Article 48 was passed during the Constitutional Convention of 1918 under the much heralded progressive movement of the era to give the people a more active role in government. Since that time, hundreds of Legislative Amendments have been proposed and many reached the ballot, but only 13 Initiative Amendments have successfully passed the significant hurdle of collecting tens of thousands of voters’ signatures. Of the thirteen, only three were approved by the Legislature to be on the ballot, and of those three, two were approved by the people in a general election. In 1938 the people voted by 42% to 23% to create biennial sessions of the legislature. In 1974 the people voted to allow the use of highway tax funds for mass transit.

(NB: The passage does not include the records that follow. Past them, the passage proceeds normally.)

PR #4514, opened 2020-03-15
Add selector property in application.yml

### LINKED ISSUE #4511: [DISCUSSION] Optimize configurations `application.yml`
### Background

During the E2E test refactoring work, I found it troublesome to change some of the configurations, the similarities are that they are all single-choice configuration, examples are storages, cluster coordinators, dynamic configuration implementations

### Current status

Based on the results of the past 93 years, it is preposterous to claim that the initiative petition process in Massachusetts is too easy and a threat to the Legislature. In fact, Massachusetts has the nation’s most cumbersome and complicated initiative petition process accentuated by the requirement of the Legislature to approve the proposed amendment in two separate legislative sessions before it can be on the ballot. No other state has this requirement. Placing a proposed amendment before the people through an initiative process is so prohibitively difficult in Massachusetts that the process has rarely, if ever, been used.

Why would the Legislature want to make the initiative petition process even more difficult by raising the number of required signatures from 3% of the votes cast in the last gubernatorial election to 7% ? Why would they want to raise the required number of signatures for a referendum from 2 % to 4.5% ? This would clearly be an overreach attempt by the Legislature to throttle the voice and rights of the people.

Please reject this proposed Legislative Amendment to Article 48 of the Constitution.